First, I know I’ve been pretty lucky over the last 6 years to have the chance to stay at home with my kids during most weekdays. I have worked a variety of schedules, full time, part time, nights, and weekends, since my daughter was born almost 8 years ago. Before my son was born 4 1/2 years ago, I had many days where I got loads of one on one time with my daughter. Once she started kindergarten, it was my son’s turn to have mommy to himself. And now, I have exactly 6 days of this left.
I mean, he’s been in preschool for the last 2 years. He’s been coming with me to BabyLove since we opened our doors in 2011. He has sat in on meetings, come along for tours of properties, sat through car seat classes; most of the time, he’s done really well. Lunches have been just the two of us for 3 years. Since he needed to eat, that usually meant that I also made myself lunch. We’ve gone on errands, play dates, visited my grandmother…just the two of us. He helps me fold laundry. Hopefully, once I publish this blog post, he’ll help me clean the toy room.

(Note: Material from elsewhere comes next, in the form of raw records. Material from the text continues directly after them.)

PR #62966, opened 2023-01-02
debug: add action for generating minimized save archive

andrei8l:
#### Summary
None

#### Purpose of change
I want to make `Save file` a mandatory field in the bug report template, but we need to make it easy for people to provide that.

Save folders can get really large and most of their data is not needed for specific bugs.

#### Describe the solution
Add a debug action that creates a `tar.gz` archive of the current save folder with trimmed map buffer and map memory, as well as the config folder.

Uses a hand-rolled, bare-bones implementation of UStar for archiving and `zlib` for compressing which creates an archive accepted by github.

Not archiving/compressing at all: this still leaves a critical step to the user

Archiving to zip with minizip: this needs third-party code but is otherwise superior in every way (except compression ratio). Adding minizip to the repo would also pave the way for archiving save folders by default.

#### Testing
<details>
<summary>Quick usage demo</summary>

[output.webm](https://user-images.githubusercontent.com/68240139/210305062-6b98e0af-fbf3-4f2a-be6b-9a1b558e5b04.webm)

(I captured this from a debug build so it's intentionally slower than normal)
</details>

Major `UStar` implementations (GNU tar, libarchive, and 7zip) can unpack the resulting archive without error or warnings.
File integrity after unpacking can be verified with `md5sum` or similar.
Game still loads the trimmed folders.
Github accepts the archives as attachments.

Tested on linux and with cross-mingw.

#### Additional context
N/A

### DIFF
--- a/src/debug_menu.cpp
+++ b/src/debug_menu.cpp
@@ -9,11 +9,13 @@
 #include <chrono>
 #include <csignal>
 #include <cstdlib>
+#include <functional>
 #include <iomanip> // IWYU pragma: keep
 #include <iostream>
 #include <iterator>
 #include <limits>
 #include <list>
+#include <locale>
 #include <map>
 #include <memory>
 #include <new>
@@ -97,6 +99,7 @@
 #include "stomach.h"
 #include "string_formatter.h"
 #include "string_input_popup.h"
+#include "tgz_archiver.h"
 #include "trait_group.h"
 #include "translations.h"
 #include "try_parse_integer.h"
@@ -207,6 +210,7 @@ std::string enum_to_string<debug_menu::debug_menu_index>( debug_menu::debug_menu
         case debug_menu::debug_menu_index::WRITE_TIMED_EVENTS: return "WRITE_TIMED_EVENTS";
         case debug_menu::debug_menu_index::SAVE_SCREENSHOT: return "SAVE_SCREENSHOT";
         case debug_menu::debug_menu_index::GAME_REPORT: return "GAME_REPORT";
+        case debug_menu::debug_menu_index::GAME_MIN_ARCHIVE: return "GAME_MIN_ARCHIVE";
         case debug_menu::debug_menu_index::DISPLAY_SCENTS_LOCAL: return "DISPLAY_SCENTS_LOCAL";
         case debug_menu::debug_menu_index::DISPLAY_SCENTS_TYPE_LOCAL: return "DISPLAY_SCENTS_TYPE_LOCAL";
         case debug_menu::debug_menu_index::DISPLAY_TEMP: return "DISPLAY_TEMP";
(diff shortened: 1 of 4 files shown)


GuardianDll:
Can it be also added into player's buffer, same as game report?

andrei8l:
> Can it be also added into player's buffer, same as game report?

Not sure. I can't get that to work - pasting only adds the file path as text without uploading anything.

PatrikLundell:
I can see a few issues with this:
- Resulting files being too large for the anemic site file limit despite the effort, blocking the ability to make reports if it's absolutely mandatory (can be worked around by providing a dummy file, but that's probably not immediately apparent to everyone).
- Requirement to use Unix style tar plus zip, expanding the mandatory set of functionality beyond zip. Do all widely used compression SW for non Unix lookalikes support tar compression? I think there's some crappy zip support built into Windows, for example.
- Confusion when bug investigation requires some of the omitted data.
- Potential user confusion if they try to use the file to move a save to some other machine (although it should be rather apparent that it doesn't work, but not necessarily obvious what the reason is).

andrei8l:
> Resulting files being too large for the anemic site file limit despite the effort, blocking the ability to make reports if it's absolutely mandatory (can be worked around by providing a dummy file, but that's probably not immediately apparent to everyone).

I haven't yet encountered the case of the archive being too large and I'm not sure it's even possible in regular play. If I do see that case, I can add a contingency path that trims the map buffer even more (to just the current segment or even less).

Regarding the dummy file, my current plan is to use fluff text along the lines of 
<details>
<summary>fluff text</summary>

```
Write N/A if not applicable, but note:

- your bug report is unlikely to get resolved without a save file, unless it's trivially 
reproducible or your reproduction steps are complete.
```
</details>

So people can write `N/A` and skip that field. People sometimes write garbage in the other mandatory fields too so it's not a hard blocker.


> Requirement to use Unix style tar plus zip, expanding the mandatory set of functionality beyond zip. Do all widely used compression SW for non Unix lookalikes support tar compression? I think there's some crappy zip support built into Windows, for example.

Doesn't matter. The archive is only for contributors and developers so adding an archiving tool to their kit is not a problem. But AFAIK: 
 - all linux and BSD distros can handle `tar.gz` archives by default
 - MacOS should be able to handle it since they're the driving force behind `libarchive`
 - For Windows, the most popular programs (7zip, [WinZip](https://www.winzip.com/en/learn/file-formats/tar-gz/), and [WinRar](https://www.win-rar.com/open-gz-file.html?&L=0)) can handle `tar.gz` archives

> 
> Confusion when bug investigation requires some of the omitted data.

Not sure what you mean.

> Potential user confusion if they try to use the file to move a save to some other machine (although it should be rather apparent that it doesn't work, but not necessarily obvious what the reason is).

Generating this archive needs an explicit action in the debug menu so if there's any confusion about the purpose of the archive, it's likely beyond my ability to prevent.

PatrikLundell:
The file requirement not being absolute solves the blocking issue.

I don't understand your comment about the archive only being for contributors/developers. If a bug report has an (almost) mandatory archive file requirement every bug reporter will have to be able to generate the archive. Sure, processing the archive is done by a limited set of people, but not the generation.

Confusion about omissions: When an investigator determines omitted data is needed and asks for it, and the bug reporter confusedly says they'd supplied the zip file with all the data (not knowing the process strips parts of it away). Can be managed by explaining that parts are stripped away in these cases, but they'll probably happen. It's unlikely to be much of a problem, though.

I agree it's not your task to prevent people from trying to use the report files for other purposes they aren't suitable for, but I certainly wouldn't be surprised if it happened.

andrei8l:
> If a bug report has an (almost) mandatory archive file requirement every bug reporter will have to be able to generate the archive

That's why this PR is here. This code generates the archive we need for bug reports and doesn't require anything else from the OS or the player. 

If you think this is insufficient, please tell me exactly what else it needs. Trimming is currently fairly conservative but we have room to trim even less (I'm seeing compression ratios of 5+ so we have significant leeway).

> When an investigator determines omitted data is needed and asks for it, and the bug reporter confusedly says they'd supplied the zip file with all the data

We'll deal with that edge case the same way we do now: ask for the (full) save file, get ignored, put the issue on the backburner, and move on. Overall it's still an improvement.

PatrikLundell:
Ah, I didn't realize you included the full compression code here, but thought you were using external resources expected to be present.

andrei8l:
The archive now includes the config folder

andrei8l:
Thanks for merging!!

Raikiri:
is there an easy way for the user to test their compressed save file to see if the issue is still reproducible?

andrei8l:
Rename the original folder then unpack the archive in place with your favorite archiving software. On Windows, you might need 2 steps - decompress then unarchive (strange Windows software smh).

But you're not expected to do that. If the issue reproduces with the full save folder, it should reproduce with the archive as well or else there's a serious flaw in this feature.

Raikiri:
Should there be an in-game way to load archived savegames without any OS-level steps? As in, do the decompression in memory (presumably with the same library that was used to compress) and load. 

I also imagine it can be useful to generate these archives with a hash in the name to be able to run multiple save files for side-by-side comparisons without them conflicting.

andrei8l:
First one needs a lot of effort that would be worthwhile if we also started archiving save folders by default, but `UStar` is not suitable for that and other formats need third-party libraries.

Yes for the second one.

PR #62972, opened 2023-01-03
added lengths for EXODII Mags and the MDS

bombasticSlacks:
#### Summary
None

#### Purpose of change
Brought up on discord that the EXODII mags were fitting in places they probably shouldn't

#### Describe the solution
Added lengths to the EXODII Mags. 

10 round clip is just the diameter of 10 30-06 rounds.

Length of the 60 rounder is the same as the EXODII one, a reasonable approximation.

For the HWP I looked at specs for 1.5L dry bags and used a similar height. 

#### Additional context
This doesn't address the issue brought up on discord but does make things more true to life, which is the goal.


Dan1ss1mo:
Shouldn't hwp also be tweaked to only accept hub 12.3 mags?

PR #62982, opened 2023-01-03
Fix typos in error message

reinerh:
#### Summary
None

#### Purpose of change

Fixes two typos.


LyleSY:
Makes sense but I'm not sure if this falls under string freeze

LyleSY (approved):

Issue #54683, opened 2022-01-23
Game froze for several minutes trying to spawn an npc


moxian:
### Describe the bug

I was playing around in debug mode.

- started new game (all default survivor evacuee)
- revealed overmap
- teleported away from the shelter
- started crafting long cordage pieces
- game unexpectedly froze on 95% completion of 14th craft. After the craft completion the time is 07:00:49 PM which might be important?..

Inspecting the running process got me this stacktrace:

```
0x0000000000000000
cataclysm-tiles.exe!std::_Hash<std::_Umap_traits<pf::`anonymous namespace'::node_address,pf::A0x452dcbd1::navigation_node,std::_Uhash_compare<pf::`anonymous namespace'::node_address,pf::A0x452dcbd1::node_address_hasher,std::equal_to<pf::`anonymous namespa
cataclysm-tiles.exe!pf::find_overmap_path+0x744
cataclysm-tiles.exe!overmapbuffer::get_travel_path+0xef
cataclysm-tiles.exe!npc::set_omt_destination+0x60a
cataclysm-tiles.exe!npc::long_term_goal_action+0xb1
cataclysm-tiles.exe!game::perhaps_add_random_npc+0x3eb
cataclysm-tiles.exe!do_turn+0x414
cataclysm-tiles.exe!WinMain+0x825
cataclysm-tiles.exe!__scrt_common_main_seh+0x106
KERNEL32.DLL!BaseThreadInitThunk+0x14
ntdll.dll!RtlUserThreadStart+0x21
```

trying to get a peek of the trace again interminently has or doesn't have the first hashmap-related frame, but the rest (find_overmap_path and below) are still present.

While filing this report the game did unfreeze (presumably, succeeded in finding the path?). But it took longer than my patience, and in a normal run i would just angrily force-close the game.

### Steps to reproduce

n/a

### Expected behavior

Either:
- no freeze
- a warning that a freeze might happen
- the freeze happening at a more.. expected point in time. Like when trying to get to survivor center at the shelter console.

When I first found out that I was going to have a son, I had no clue how I’d end up relating to him. I grew up with two sisters, no brothers. Little boys were foreign to me. But my own little boy has been really good at showing me the ropes. We have our groove, our routine, and once summer vacation starts, that era will be over. Both he and his sister will be home for the summer break, God help me, and then he will be off to kindergarten in September.
Look, I know I will still have chances to spend time with him and just him, just as I have had chances to do so with his sister. And I know that he is beyond ready to go off to school full time in the Fall (hello, the crazy boy can read and knows how to do simple addition in his head). I also know that BabyLove, my “third child”, will benefit from my free-er time. It’s just sad, you know?

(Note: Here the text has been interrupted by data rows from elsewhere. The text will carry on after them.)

PR #63020, opened 2023-01-07
Swap out the colors for the `|.` and `\.` damage states

moxian:
#### Summary
Interface "Swap out the colors for the `|.` and `\.` damage states"

#### Purpose of change

When viewing the damage colors side by side, i realized that the `|.` color is darker and feels more "damaged" than the `\.` one, although in actuality it's the opposite.
It also turns out that i'm not alone in my thinking and that at least two other people were similarly confused (https://discord.com/channels/598523535169945603/642349261320880128/1061084321093517372)
20230107-014707-Discord

So i thought it would be nice to swap the colors around to the more "natural" progression, on the assumption that not too much thought were put into them originally.

#### Describe the solution

Swap the colors around when determining which one to use for the damage symbol. Two-line change.

Leave things as is?

#### Testing

20230107-013535-cataclysm-tiles

### DIFF
--- a/tests/item_tname_test.cpp
+++ b/tests/item_tname_test.cpp
@@ -344,7 +344,7 @@ TEST_CASE( "item health or damage bar", "[item][tname][health][damage]" )
 
             // magenta `|.`
             THEN( "it appears moderately damaged" ) {
-                CHECK( shirt.tname() == "<color_c_magenta>|.</color>\u00A0long-sleeved shirt (poor fit)" );
+                CHECK( shirt.tname() == "<color_c_light_red>|.</color>\u00A0long-sleeved shirt (poor fit)" );
             }
         }
 
@@ -355,7 +355,7 @@ TEST_CASE( "item health or damage bar", "[item][tname][health][damage]" )
 
             // red `\.`
             THEN( "it appears heavily damaged" ) {
-                CHECK( shirt.tname() == "<color_c_light_red>\\.</color>\u00A0long-sleeved shirt (poor fit)" );
+                CHECK( shirt.tname() == "<color_c_magenta>\\.</color>\u00A0long-sleeved shirt (poor fit)" );
             }
         }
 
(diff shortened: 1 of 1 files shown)


PatrikLundell:
I agree with the logic.

However, how does it match up with other usages of damage indications, such as e.g. with limbs? In widgets? It's preferable to use the same scheme throughout. Or are all these usages just referring back to the parts you just changed?

moxian:
The limb damage has its own color grading - it does not use the magenta for the 50% damage state, and does use a red for "basically broken" (green -> light green -> yellow -> light red -> red ([code](https://github.com/CleverRaven/Cataclysm-DDA/blob/c4b37691185b32b230c8ce8692fab89f0acc2892/src/character_body.cpp#L1168), [other code](https://github.com/CleverRaven/Cataclysm-DDA/blob/c4b37691185b32b230c8ce8692fab89f0acc2892/src/output.h#L615))). I think it's fine to leave it as is, and not unify with the item damage, just because i like the blood red so much (and it makes much more sense in limb context than in item context)

20230107-152710-cataclysm-tiles

Stamina uses the same grading as health (although there is [code](https://github.com/CleverRaven/Cataclysm-DDA/blob/master/src/output.cpp#L2640) to have it be blueish rather than greenish?? Which is unused?..). I think it's fine to leave stamina consistent with health and inconsistent with items.

The other place i can think of that uses this is vehicle health oveview. It uses slightly different color progression from both of the above (green -> yellow -> magenta -> red ([code](https://github.com/CleverRaven/Cataclysm-DDA/blob/c4b37691185b32b230c8ce8692fab89f0acc2892/src/veh_interact.cpp#L3090))):


There is also ammo/battery charge numbers ([code](https://github.com/CleverRaven/Cataclysm-DDA/blob/c4b37691185b32b230c8ce8692fab89f0acc2892/src/item.cpp#L6705)) which go white -> light green -> yellow -> red -> light red. And perishable food that goes cyan -> yellow -> brown..
[Weariness](https://github.com/CleverRaven/Cataclysm-DDA/blob/c4b37691185b32b230c8ce8692fab89f0acc2892/src/display.cpp#L664) (green -> yellow -> light red -> light red -> red -> red), [Hydration](https://github.com/CleverRaven/Cataclysm-DDA/blob/c4b37691185b32b230c8ce8692fab89f0acc2892/src/display.cpp#L731) (green -> greeen -> nothing -> yellow -> yellow -> light red -> light red), hunger, focus...

I... I'm not sure this is feasible to unify at this point. Or if it is, i'm probably not up to the task..

PatrikLundell:
Thanks for investigating the different mappings.

I'm not a great fan of the magenta color due to its low contrast, but as your investigation shows, there is a fair number of color schemes, so it would be a larger task to try to whittle them down to a smaller number of patterns, and that would be beyond the scope of this PR.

However, just as has happened with his sister, I am excited to watch both of them grow and thrive in their new school next year. I am looking forward to the new adventures. I am looking forward to being able to go different places with them. I am looking forward to seeing how much both kids will grow. As much as I am sad that this is one of my last remaining afternoons with just my sweet little boy, nothing in life is permanent. I will relish (most of) the time I have left with him. I don’t have much of a choice otherwise, do I? =)
Oh, but I do have a question: Who is going to make sure I don’t forget to eat lunch once both of my kids are in school? That I am worried about.